> [Stored items]
..............................

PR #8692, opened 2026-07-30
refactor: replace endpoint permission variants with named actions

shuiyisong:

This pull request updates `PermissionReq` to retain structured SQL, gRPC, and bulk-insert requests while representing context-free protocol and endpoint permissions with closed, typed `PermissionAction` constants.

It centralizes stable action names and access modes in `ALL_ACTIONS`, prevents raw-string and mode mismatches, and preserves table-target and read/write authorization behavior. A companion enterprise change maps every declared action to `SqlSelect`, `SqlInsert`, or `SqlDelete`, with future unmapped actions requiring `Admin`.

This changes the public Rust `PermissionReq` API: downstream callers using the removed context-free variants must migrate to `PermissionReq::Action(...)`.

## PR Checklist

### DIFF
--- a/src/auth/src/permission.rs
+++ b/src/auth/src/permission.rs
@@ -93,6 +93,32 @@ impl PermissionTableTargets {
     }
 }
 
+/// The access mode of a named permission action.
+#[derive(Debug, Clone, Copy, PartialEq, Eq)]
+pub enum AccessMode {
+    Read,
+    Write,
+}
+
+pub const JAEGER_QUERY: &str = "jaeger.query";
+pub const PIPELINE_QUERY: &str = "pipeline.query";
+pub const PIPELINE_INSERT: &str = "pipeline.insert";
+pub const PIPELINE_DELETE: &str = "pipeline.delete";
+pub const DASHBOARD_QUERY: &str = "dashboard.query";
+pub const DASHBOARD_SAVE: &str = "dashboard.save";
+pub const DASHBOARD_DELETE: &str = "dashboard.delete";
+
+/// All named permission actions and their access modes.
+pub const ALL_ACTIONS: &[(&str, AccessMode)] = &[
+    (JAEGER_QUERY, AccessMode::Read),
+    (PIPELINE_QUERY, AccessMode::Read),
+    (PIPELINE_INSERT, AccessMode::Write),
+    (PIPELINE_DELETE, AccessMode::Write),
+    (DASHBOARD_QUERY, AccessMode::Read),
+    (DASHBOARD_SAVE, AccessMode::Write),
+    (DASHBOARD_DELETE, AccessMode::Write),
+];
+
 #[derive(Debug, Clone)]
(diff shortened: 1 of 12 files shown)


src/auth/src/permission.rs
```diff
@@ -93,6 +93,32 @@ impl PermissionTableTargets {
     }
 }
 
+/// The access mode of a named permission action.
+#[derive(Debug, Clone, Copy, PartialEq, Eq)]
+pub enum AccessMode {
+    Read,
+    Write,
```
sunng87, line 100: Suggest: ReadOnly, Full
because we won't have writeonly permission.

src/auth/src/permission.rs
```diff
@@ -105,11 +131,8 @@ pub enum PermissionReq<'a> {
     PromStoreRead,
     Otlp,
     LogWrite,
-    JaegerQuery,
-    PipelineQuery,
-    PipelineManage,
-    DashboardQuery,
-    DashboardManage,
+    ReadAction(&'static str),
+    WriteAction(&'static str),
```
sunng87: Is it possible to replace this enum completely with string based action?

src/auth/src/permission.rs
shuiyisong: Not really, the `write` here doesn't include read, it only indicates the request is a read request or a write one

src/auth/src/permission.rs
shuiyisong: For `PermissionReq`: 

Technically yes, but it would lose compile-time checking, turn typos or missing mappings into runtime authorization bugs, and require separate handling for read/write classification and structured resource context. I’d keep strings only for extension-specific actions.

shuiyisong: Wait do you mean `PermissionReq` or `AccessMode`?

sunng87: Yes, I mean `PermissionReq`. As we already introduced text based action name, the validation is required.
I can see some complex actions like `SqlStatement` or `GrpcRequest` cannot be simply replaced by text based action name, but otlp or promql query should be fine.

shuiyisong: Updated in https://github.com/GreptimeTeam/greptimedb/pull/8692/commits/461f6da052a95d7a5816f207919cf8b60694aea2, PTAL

..............................

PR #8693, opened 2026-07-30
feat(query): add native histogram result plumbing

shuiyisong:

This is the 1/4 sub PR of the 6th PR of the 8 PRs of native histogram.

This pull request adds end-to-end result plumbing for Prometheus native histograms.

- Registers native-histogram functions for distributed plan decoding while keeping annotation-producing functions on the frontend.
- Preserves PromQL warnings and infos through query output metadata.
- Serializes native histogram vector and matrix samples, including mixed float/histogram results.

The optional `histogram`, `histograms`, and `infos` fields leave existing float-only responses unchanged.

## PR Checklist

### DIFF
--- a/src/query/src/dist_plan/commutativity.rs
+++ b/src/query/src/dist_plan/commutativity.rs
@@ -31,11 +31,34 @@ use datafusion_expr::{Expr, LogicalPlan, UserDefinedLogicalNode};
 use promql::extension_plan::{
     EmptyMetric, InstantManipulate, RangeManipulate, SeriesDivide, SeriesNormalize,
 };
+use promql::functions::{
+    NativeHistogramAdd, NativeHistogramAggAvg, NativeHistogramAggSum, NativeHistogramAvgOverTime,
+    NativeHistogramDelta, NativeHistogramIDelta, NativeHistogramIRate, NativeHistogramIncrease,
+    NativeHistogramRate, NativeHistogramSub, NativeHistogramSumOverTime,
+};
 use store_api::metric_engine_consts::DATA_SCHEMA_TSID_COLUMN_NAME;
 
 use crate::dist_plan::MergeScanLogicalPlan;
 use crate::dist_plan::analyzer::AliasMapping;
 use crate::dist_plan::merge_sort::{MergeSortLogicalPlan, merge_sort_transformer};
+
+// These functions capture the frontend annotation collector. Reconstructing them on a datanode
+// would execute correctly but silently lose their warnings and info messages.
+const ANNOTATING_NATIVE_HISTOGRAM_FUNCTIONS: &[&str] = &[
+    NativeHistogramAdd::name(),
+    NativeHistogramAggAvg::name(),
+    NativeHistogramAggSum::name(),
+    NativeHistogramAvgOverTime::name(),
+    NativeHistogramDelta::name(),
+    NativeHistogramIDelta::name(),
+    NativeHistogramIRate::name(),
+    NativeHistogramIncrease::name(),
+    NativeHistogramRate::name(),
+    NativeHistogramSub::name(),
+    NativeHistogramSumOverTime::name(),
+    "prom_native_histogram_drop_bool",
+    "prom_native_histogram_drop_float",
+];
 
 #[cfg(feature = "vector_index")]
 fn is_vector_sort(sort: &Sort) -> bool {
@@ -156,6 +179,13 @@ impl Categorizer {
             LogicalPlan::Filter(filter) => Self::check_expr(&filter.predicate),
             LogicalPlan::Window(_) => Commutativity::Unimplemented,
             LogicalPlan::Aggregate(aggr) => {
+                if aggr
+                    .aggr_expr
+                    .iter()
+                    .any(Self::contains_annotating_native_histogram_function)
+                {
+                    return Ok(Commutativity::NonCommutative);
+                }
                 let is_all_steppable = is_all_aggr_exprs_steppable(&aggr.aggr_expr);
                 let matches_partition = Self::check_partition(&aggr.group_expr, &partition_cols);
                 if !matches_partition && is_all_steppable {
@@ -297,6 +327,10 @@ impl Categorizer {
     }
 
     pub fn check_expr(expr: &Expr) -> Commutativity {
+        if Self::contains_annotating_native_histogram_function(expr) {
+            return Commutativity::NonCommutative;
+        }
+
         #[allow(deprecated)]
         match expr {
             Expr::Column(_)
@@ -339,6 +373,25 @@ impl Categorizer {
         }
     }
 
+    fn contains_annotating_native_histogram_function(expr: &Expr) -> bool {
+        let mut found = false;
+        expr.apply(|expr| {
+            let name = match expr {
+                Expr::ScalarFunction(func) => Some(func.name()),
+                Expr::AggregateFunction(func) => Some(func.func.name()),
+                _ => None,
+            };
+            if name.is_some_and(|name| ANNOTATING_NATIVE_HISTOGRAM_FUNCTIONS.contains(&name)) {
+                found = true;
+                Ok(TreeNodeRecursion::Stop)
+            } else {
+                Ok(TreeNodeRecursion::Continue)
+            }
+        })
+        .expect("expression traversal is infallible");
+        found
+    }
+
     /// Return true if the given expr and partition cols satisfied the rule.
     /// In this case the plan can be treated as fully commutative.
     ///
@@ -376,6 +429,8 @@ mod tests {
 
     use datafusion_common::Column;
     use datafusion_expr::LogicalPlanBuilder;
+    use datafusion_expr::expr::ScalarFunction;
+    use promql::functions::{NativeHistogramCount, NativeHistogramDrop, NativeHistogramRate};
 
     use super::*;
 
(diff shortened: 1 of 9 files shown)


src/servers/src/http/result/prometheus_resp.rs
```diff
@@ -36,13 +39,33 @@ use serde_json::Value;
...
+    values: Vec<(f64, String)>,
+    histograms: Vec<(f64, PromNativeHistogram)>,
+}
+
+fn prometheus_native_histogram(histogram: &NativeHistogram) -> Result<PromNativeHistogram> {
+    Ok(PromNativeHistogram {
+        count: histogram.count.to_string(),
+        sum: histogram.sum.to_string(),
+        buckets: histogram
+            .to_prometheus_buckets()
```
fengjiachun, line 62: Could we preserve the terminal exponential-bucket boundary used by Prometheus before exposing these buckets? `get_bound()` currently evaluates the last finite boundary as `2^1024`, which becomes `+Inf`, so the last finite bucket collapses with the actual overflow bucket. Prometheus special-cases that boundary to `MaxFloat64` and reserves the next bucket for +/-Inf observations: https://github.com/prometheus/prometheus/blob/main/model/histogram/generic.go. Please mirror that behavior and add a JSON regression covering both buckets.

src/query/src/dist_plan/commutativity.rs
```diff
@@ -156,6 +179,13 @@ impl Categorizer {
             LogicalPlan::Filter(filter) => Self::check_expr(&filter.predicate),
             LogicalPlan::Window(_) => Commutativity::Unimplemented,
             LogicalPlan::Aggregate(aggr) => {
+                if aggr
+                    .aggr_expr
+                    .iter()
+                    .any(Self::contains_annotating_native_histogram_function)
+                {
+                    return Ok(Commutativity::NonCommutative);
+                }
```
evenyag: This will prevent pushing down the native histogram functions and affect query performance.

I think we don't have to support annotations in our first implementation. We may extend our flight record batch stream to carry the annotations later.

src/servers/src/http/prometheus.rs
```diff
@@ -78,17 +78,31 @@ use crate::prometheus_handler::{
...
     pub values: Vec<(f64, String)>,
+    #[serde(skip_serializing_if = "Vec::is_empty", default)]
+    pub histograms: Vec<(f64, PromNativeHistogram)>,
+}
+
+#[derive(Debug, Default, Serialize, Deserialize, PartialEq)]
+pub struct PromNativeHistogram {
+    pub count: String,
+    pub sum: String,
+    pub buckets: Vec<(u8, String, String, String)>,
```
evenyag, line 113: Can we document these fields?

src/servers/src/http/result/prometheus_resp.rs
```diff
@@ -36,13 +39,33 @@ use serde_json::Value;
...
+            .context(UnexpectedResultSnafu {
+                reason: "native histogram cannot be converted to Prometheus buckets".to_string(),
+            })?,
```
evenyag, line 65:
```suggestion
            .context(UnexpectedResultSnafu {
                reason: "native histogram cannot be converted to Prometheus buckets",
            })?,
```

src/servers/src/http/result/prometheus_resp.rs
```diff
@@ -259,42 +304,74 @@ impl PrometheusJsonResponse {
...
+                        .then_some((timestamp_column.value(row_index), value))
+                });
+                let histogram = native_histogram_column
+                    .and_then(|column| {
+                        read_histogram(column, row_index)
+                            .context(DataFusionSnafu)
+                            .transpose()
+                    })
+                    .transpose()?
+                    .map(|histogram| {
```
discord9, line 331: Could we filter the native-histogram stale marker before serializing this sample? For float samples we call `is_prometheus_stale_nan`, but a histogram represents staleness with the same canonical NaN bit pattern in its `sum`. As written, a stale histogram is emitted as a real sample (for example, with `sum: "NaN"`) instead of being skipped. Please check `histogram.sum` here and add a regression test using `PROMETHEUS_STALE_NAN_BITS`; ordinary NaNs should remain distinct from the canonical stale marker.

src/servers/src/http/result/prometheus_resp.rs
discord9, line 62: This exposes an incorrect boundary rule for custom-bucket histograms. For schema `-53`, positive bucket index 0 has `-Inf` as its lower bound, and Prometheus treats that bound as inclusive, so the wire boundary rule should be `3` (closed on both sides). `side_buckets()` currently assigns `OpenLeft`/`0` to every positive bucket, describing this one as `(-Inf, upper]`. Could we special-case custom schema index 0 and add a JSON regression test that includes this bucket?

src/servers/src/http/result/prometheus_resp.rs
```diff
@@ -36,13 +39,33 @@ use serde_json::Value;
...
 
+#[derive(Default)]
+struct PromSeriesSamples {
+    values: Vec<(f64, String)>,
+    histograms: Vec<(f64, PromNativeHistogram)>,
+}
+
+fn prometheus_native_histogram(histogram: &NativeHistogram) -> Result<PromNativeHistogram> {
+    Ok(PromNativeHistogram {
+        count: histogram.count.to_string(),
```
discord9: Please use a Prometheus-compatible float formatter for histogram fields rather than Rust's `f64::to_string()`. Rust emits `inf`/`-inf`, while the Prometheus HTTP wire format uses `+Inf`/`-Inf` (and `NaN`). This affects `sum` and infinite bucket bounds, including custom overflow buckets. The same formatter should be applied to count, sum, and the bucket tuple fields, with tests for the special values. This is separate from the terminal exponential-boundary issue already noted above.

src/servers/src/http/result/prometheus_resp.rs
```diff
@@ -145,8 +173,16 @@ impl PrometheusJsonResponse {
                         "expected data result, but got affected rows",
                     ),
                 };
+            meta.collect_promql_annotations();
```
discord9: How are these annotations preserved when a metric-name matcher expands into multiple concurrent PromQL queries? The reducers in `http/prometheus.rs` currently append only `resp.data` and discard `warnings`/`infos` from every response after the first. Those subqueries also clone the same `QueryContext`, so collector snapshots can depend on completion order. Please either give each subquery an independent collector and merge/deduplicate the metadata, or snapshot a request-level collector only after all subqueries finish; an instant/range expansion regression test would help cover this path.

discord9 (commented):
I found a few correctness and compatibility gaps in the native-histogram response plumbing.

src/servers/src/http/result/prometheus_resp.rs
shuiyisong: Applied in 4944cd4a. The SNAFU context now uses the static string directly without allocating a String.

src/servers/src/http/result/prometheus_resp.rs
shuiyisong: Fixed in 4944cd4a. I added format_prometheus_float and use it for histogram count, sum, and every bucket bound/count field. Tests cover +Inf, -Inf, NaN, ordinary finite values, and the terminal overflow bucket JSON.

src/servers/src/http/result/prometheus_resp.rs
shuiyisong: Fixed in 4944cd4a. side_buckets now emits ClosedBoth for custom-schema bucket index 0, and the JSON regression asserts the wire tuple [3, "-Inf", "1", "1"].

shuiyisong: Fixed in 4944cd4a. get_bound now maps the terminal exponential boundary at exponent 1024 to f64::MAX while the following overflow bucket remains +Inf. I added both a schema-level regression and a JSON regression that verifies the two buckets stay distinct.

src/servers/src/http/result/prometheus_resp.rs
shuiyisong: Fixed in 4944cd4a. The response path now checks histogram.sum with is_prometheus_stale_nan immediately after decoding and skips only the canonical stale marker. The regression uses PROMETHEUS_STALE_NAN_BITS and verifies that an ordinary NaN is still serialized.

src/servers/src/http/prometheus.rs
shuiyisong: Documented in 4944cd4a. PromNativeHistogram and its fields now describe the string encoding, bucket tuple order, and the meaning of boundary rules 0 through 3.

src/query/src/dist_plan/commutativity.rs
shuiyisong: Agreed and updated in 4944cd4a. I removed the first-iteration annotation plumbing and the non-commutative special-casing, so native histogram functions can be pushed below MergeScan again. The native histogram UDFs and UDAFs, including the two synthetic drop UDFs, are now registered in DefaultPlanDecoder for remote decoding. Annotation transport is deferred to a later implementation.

..............................

> [Task to complete] Could you return every line from the entries above in which the string "opened" occurs?

> [Result of the task]
PR #8692, opened 2026-07-30
PR #8693, opened 2026-07-30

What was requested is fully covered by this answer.